§ **Exercise directions**:
Beginning at the line that contains "In this case, the" and ending at the last line of the entries, write out each line exactly; include nothing outside that span.

Saved data entries:
>>>
PR #2777, opened 2022-05-02
[12.0] FIX l10n_it_fatturapa_in, Setting Italian timezone by default, otherwise e_invoice_received_date could be set the day before of the actual date

eLBati:
https://github.com/OCA/l10n-italy/issues/2778

Example:
receiving date = 2022-04-01 00:16
saved in DB, UTC format, as 2022-03-31 22:16:03
converted to date = 2022-03-31

In this case, the invoice would be registered in the wrong period (month)


sergiocorato (approved):
LGTM

mrcast (approved):
Functional test ok

tafaRU (approved):

eLBati:
@tafaRU fatto

PR #2800, opened 2022-05-15
Update post-migration.py

OmniaGit:
in case you do not have any data in the line_ids the script fail
with this correction the problem is solved


tafaRU:
Chiudo per inattività in favore di https://github.com/OCA/l10n-italy/pull/2826.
<<<
§ **Task solution**:
In this case, the invoice would be registered in the wrong period (month)


sergiocorato (approved):
LGTM

mrcast (approved):
Functional test ok

tafaRU (approved):

eLBati:
@tafaRU fatto

PR #2800, opened 2022-05-15
Update post-migration.py

OmniaGit:
in case you do not have any data in the line_ids the script fail
with this correction the problem is solved


tafaRU:
Chiudo per inattività in favore di https://github.com/OCA/l10n-italy/pull/2826.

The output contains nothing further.